Which is exactly what is happening to her. Bao-Ling's enemy is a possessed corpse out to drink up as much of her life force as possible. Once he's had his fill of Bao-Ling, the mightily unpleasant ghost compels the young woman to provide him with some of her beauty salon colleagues for further life force sucking.
Bao-Ling's only help with her situation is her friend An-Pin (Lam Wai-Tiu), but it takes quite some time until he believes her stories about dead men walking around and magical contact lenses. And even then, the best of intentions and a Taoist priest might not be enough to save Bao-Ling.
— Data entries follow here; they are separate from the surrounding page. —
PR #710, opened 2023-01-03
feat (invoices): add issued_at attribute in graphQL response

lovrocolic:
## Context

Add `issued_at` attribute in graphQL response

## Description

UI needs information about timezone so `issuing_date` attribute is not suitable for this case.

This PR adds new attribute called `issued_at` and this attribute is returned in customer timezone. It will be consumed only from the UI

### DIFF
--- a/app/models/invoice.rb
+++ b/app/models/invoice.rb
@@ -120,6 +120,14 @@ class Invoice < ApplicationRecord
     amount + wallet_transaction_amount
   end
 
+  def issued_at
+    issuing_time = created_at.in_time_zone(customer.applicable_timezone)
+
+    return issuing_time unless grace_period?
+
+    issuing_time + customer.applicable_invoice_grace_period.days
+  end
+
   def organization
     customer&.organization
   end
@@ -173,5 +181,9 @@ class Invoice < ApplicationRecord
     formatted_sequential_id = format('%03d', sequential_id)
 
     self.number = "#{customer.slug}-#{formatted_sequential_id}"
+  end
+
+  def grace_period?
+    customer.applicable_invoice_grace_period.positive?
   end
 end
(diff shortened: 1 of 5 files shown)


spec/models/invoice_spec.rb
```diff
@@ -188,6 +188,27 @@
     end
   end
 
+  describe '#issued_at' do
+    let(:customer) { create(:customer, timezone: 'America/Los_Angeles') }
+    let(:invoice) { create(:invoice, customer: customer, created_at: DateTime.parse('2022-11-17 23:34:23')) }
```
jdenquin, line 193: Style/HashSyntax: Omit the hash value. (https://rubystyle.guide#hash-literals)

app/models/invoice.rb
```diff
@@ -120,6 +120,14 @@ def subtotal_before_prepaid_credits
     amount + wallet_transaction_amount
   end
 
+  def issued_at
+    issuing_time = created_at.in_time_zone(customer.applicable_timezone)
+
+    return issuing_time unless grace_period?
+
+    issuing_time + customer.applicable_invoice_grace_period.days
```
rsempe, line 128: This won't work if a customer manually finalizes the invoice before the end of the grace period.
In that case, issuing time should not be equal to this calculation

app/models/invoice.rb
```diff
@@ -120,6 +120,14 @@ def subtotal_before_prepaid_credits
     amount + wallet_transaction_amount
   end
 
+  def issued_at
+    issuing_time = created_at.in_time_zone(customer.applicable_timezone)
```
vincent-pochet, line 124: We should not expose values in customer timezone, all datetime should be exposed as UTC. It's the front-end responsibility to do the conversion into the right timezone.

Invoices have a `timezone` attribute which can be exposed in the GraphQL type to help the front-end with this conversion.

vincent-pochet (commented):
Not sure of the purpose of this field.
Today, `issuing_date` is a "value date" in customer timezone, so I'm not sure what we are trying to solve here.
Happy to discuss it :)

lovrocolic:
@vincent-pochet @rsempe We won't be adding this change :) Closing PR

PR #720, opened 2023-01-06
feat: Expose amount_cents fields as bigint in GraphQL

vincent-pochet:
## Context

This PR follows https://github.com/getlago/lago-api/pull/719.

## Description

The PR intends to expose all `*AmountCents` fields as bigint rather than integer to fix issue with large amount.
It will requires the front-end to adapt the way it consumes and pushes amount fields to the backend


app/graphql/mutations/add_ons/create.rb
```diff
@@ -12,7 +12,7 @@ class Create < BaseMutation
       argument :name, String, required: true
       argument :code, String, required: true
       argument :description, String, required: false
-      argument :amount_cents, Integer, required: true
+      argument :amount_cents, GraphQL::Types::BigInt , required: true
```
jdenquin, line 15: Layout/SpaceBeforeComma: Space found before comma.

rsempe (approved):

PR #721, opened 2023-01-06
feat (search): add search capability for billable metrics

lovrocolic:
## Context

Add search capability from the UI for billable metrics


jdenquin:
This should be compared to main only, the last branch will be too big

ansmonjol (approved):

PR #2341, opened 2024-07-26
Feat(anrok): add handling discarded errors when retrying invoice

annvelents:
## Context

When retrying an invoice we want to mark all previous errors as discarded, so if the invoice succeeded these errors will not be shown

## Description

- Update deleted_at for existing tax_error error_details  when retrying fetch taxes for the invoice
- Create new errors when retrying invoice fetching taxes failed
- Serialize only error_details that are not discarded

### DIFF
--- a/app/services/invoices/retry_service.rb
+++ b/app/services/invoices/retry_service.rb
@@ -16,7 +16,8 @@ module Invoices
       taxes_result = Integrations::Aggregator::Taxes::Invoices::CreateService.call(invoice:, fees: invoice.fees)
 
       unless taxes_result.success?
-        return result.validation_failure!(errors: {tax_error: [taxes_result.error.code]})
+        create_error_detail(taxes_result.error.code)
+        return result.service_failure!(code: 'tax_error', message: taxes_result.error.code)
       end
 
       provider_taxes = taxes_result.fees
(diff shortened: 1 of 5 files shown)


app/services/invoices/retry_service.rb
```diff
@@ -12,10 +12,12 @@ def call
       return result.not_found_failure!(resource: 'invoice') unless invoice
       return result.not_allowed_failure!(code: 'invalid_status') unless invoice.failed?
 
+      invoice.error_details.tax_error.kept.update_all(deleted_at: Time.current) # rubocop:disable Rails/SkipsModelValidations
       taxes_result = Integrations::Aggregator::Taxes::Invoices::CreateService.call(invoice:, fees: invoice.fees)
 
       unless taxes_result.success?
-        return result.validation_failure!(errors: {tax_error: [taxes_result.error.code]})
+        create_error_detail(taxes_result.error.code)
+        return result.service_failure!(code: 'tax_error', message: taxes_result.error.code)
```
lovrocolic, line 20: We should return `return result.validation_failure!(errors: {tax_error: [taxes_result.error.code]})` here. Even the source of this error is external service, this `RetryService` returns errors directly to the caller. On GQL side and api side we expose only several types of errors. In this case it makes sense to return 422. Please take a look at `execution_error_responder.rb`. Without returning validation error this code would return 500 to the GQL

annvelents: ahaaaa, thank you! 👍 
checking it now

lovrocolic (approved):

PR #2345, opened 2024-07-29
misc(events): Add new optimized index

jdenquin:
## Context

- We have pretty bad performances on the `events` table when we want to retreive events for aggregations and before computing it.

## Description

- Add the missing optimized index on `external_subscription_id`, `code`  and `timestamp` and including `organization_id` and `properties`

### DIFF
--- a/db/schema.rb
+++ b/db/schema.rb
@@ -10,7 +10,7 @@
 #
 # It's strongly recommended that you check this file into your version control system.
 
-ActiveRecord::Schema[7.1].define(version: 2024_07_23_150304) do
+ActiveRecord::Schema[7.1].define(version: 2024_07_29_154334) do
   # These are extensions that must be enabled in order to support this database
   enable_extension "pgcrypto"
   enable_extension "plpgsql"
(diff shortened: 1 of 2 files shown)


brunomiguelpinto (approved):

ancorcruz (approved):

db/schema.rb
```diff
@@ -755,6 +756,7 @@
     t.index ["organization_id"], name: "index_invoices_on_organization_id"
     t.index ["payment_overdue"], name: "index_invoices_on_payment_overdue"
     t.index ["sequential_id"], name: "index_invoices_on_sequential_id"
+    t.index ["status"], name: "index_invoices_on_status"
```
rsempe, line 759: why this?

rsempe (approved):

db/schema.rb
jdenquin: I added it last week and I think it was missing in the schema!

nudded (approved):

annvelents (approved):

PR #2346, opened 2024-07-29
feat(dunning): Introduce PayableGroup model

rsempe:


db/migrate/20240729151049_add_payable_type_and_payable_id_to_payments.rb
```diff
@@ -0,0 +1,8 @@
+# frozen_string_literal: true
+
+class AddPayableTypeAndPayableIdToPayments < ActiveRecord::Migration[7.1]
+  def change
+    add_column :payments, :payable_type, :string, null: false, default: "Invoice"
+    rename_column :payments, :invoice_id, :payable_id
```
rsempe, line 6: add_column

app/models/payable_group.rb
```diff
@@ -0,0 +1,12 @@
+# frozen_string_literal: true
+
+class PayableGroup < ApplicationRecord
+  include PaperTrailTraceable
+
+  has_many :invoices
+  has_many :payments, as: :payable
+
+  def customer
+    invoices.first&.customer
```
annvelents, line 10: since we have reference to a customer in the table, do we still need it?

rsempe: good spot 👍

annvelents (approved):

PR #2347, opened 2024-07-30
misc(migrations) - Add extra check to make sure schema.rb is up to date.

nudded:
## Description

Make sure schema.rb is up to date with latest migrations.


nudded:
> Interesting. My approach was to check git after the migration were executed. https://github.com/getlago/lago-api/pull/2272/files

I've tried this as well, but by default the schema.rb is not dumped when running the migrations. (And when debugging with `act` it does not do a checkout, so using simple diff was easier).

PR #2349, opened 2024-07-31
misc(devex) - Add annotations to model files

nudded:
## Description

Add annotations to model files and setup Rails to automatically annotate when running a migration.


ancorcruz (approved):
I prefer the annotations on top but this is great anyways...

PR #2350, opened 2024-07-31
feat(netsuite): Add lago customer link to netsuite

ivannovosad:
## Context

By creating or updating a customer from Lago to NetSuite, a client needs us to send a custom field with the hyperlink of our Lago customer.

## Description

Add `custentity_lago_customer_link` to payload body when saving a netsuite customer.


lovrocolic (approved):
🚀

PR #2358, opened 2024-08-01
Feat(anrok): add finalize_all_invoices job and service

annvelents:
## Context

We want to provide an additional functionality to finalize all draft invoices for organization. To do so we needed invoices/finalize_all_job and invoices/finalize_batch_service

## Description

Added job and service to finalize all draft invoices for organization and mutation to trigger the job


lovrocolic (approved):

app/services/invoices/finalize_batch_service.rb
```diff
@@ -0,0 +1,42 @@
...
+
+      result
+    end
+
+    def call(invoice_ids)
+      processed_invoices = []
+      Invoice.where(id: invoice_ids).find_each do |invoice|
+        result = Invoices::RefreshDraftAndFinalizeService.new(invoice:).call
+
+        return result unless result.success?
```
julienbourdeau, line 24: I think we should continue to process all the invoices and not fail after the first error.
A buggy invoice would prevent the batch to ever finish.

I'd return 2 list of invoices in the final result and set error if there was any error

```rb
result.processed_invoices = processed_invoices.compact
result.failed_invoices = failed.compact

result.fail_with_error!(error: :something)

result
```

app/services/invoices/finalize_batch_service.rb
```diff
@@ -0,0 +1,42 @@
...
+module Invoices
+  class FinalizeBatchService < BaseService
+    def initialize(organization:)
+      @organization = organization
+
+      super
+    end
+
+    def call_async
+      Invoices::FinalizeAllJob.perform_later(organization:, invoice_ids: invoices.ids)
```
julienbourdeau, line 12: What's the reason to finalize in a loop rather than enqueue single jobs to process in parallel.

For sure one benefit will be to avoid the Sequence error 😄  (see https://github.com/getlago/lago-api/pull/2364) but I'm wondering.

app/services/invoices/finalize_batch_service.rb
annvelents: that's a tricky one, because if we failed with an integration, possible that it means that the integration is not set up correctly, and therefore we'll fail with all further fetches as well...
And anrok is slow in responding + they have their limits... 🤔  so in this case it might be better to be sure that the error is fixed before continuing

app/services/invoices/finalize_batch_service.rb
annvelents: to be honest, I was following the pattern we have with `invoices/retry_batch_service` and `invoices/payments/retry_batch_service`, and exactly because we already have the pattern I'd prefer follow it for now, and if we decide to move to parallel, it'd be better to change them alltogether 🙈

julienbourdeau: That's a good reason 😄 👌

PR #2362, opened 2024-08-02
perf(wallets): Improve job enqueuing

julienbourdeau:
## Context

Every 5 minutes, we enqueues a few thousands of jobs to update the wallet balance.

## Description

I'm proposing a few improvements to how we enqueue all the `Wallets::RefreshOngoingBalanceJob`s.

### 1. Use `select(:id)`

Instead of retrieving all the wallet columns and hydrated a full models, we'll only retrieve the ID because all we need is to be able to generate a Global ID for each model. When the job is executed, it retrieves the full model.

CleanShot 2024-08-02 at 10 31 10@2x

### 2. Use `perform_all_later`

Since we updated recently to Rails 7.1, we can now [use `perform_all_later`](https://blog.saeloun.com/2023/11/27/rails-7-1-adds-active-job-perform-all-later/). [Official docs](https://edgeguides.rubyonrails.org/active_job_basics.html#bulk-enqueuing).

With `perform_all_later`, a 1000 wallets to refresh will write 10 times to Redis, enqueuing 100 jobs each time.
With `perform_later`,  a 1000 wallets to refresh will write 1000 times to Redis, enqueuing 1 job at a time.

### DIFF
--- a/app/jobs/clock/refresh_wallets_ongoing_balance_job.rb
+++ b/app/jobs/clock/refresh_wallets_ongoing_balance_job.rb
@@ -14,7 +14,7 @@ module Clock
       jobs = []
       batch_size = 100
 
-      Wallet.active.select(:id).find_each do |wallet|
+      Wallet.active.where(updated_at: ..1.minute.ago).select(:id).find_each do |wallet|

Ghost Eyes is a Shaw Brothers production directed by exploitation and horror specialist Gwai Chi-Hung who would go on to make films like Killer Snakes and The Boxer's Omen for the studio. Defying the expectations one might have of a director like him, Gwai's film is neither very explicit in its sleaze (even the sex is mostly implied), nor does it make use of many gross-out effects, nor is it completely ridiculous. As if to make up for this decided lack in obvious thrills, Gwai provides his film with a visual surface that is glossy and intensely coloured like a comic (or a giallo), and a narrative tone as high-strung as a horror manga by Kazuo Umezu that permanently threatens to spill over into the outright hysteria of the films shock sequences.
Gwai quite admirably keeps control of this tone of a panic barely held in check for the movie's full 100 minute running time, making up for the film's weaknesses like the silliness of the whole contact lens thing or the less than ideal ghost make-up that looks a bit as if the wearer had tried to drown himself in pea soup.
Watching Ghost Eyes, I couldn't shake the idea its director was trying to explore the point where the - traditionally female coded (even if it's not true) - melodrama, and the - traditionally male coded (even if it's not true) - horror genre meet, interpreting both genres as closely related parts of a cinema of intensity that makes them much more similar to each other than many fans of the respective genre might care to admit. I hardly think it is an accident Ghost Eyes' basic plot is that of a melodrama: woman meets man, feels drawn to him, man ruins her life and social standing.
It's also pretty interesting to add how uncommon it is for a Chinese/Hong Kong movie to have the sexually life force sucking monster be a man. That's a role usually filled by women (add your own thoughts about this motive as expression of male fear of female sexuality here please), and therefore one a film like this can't help but bend.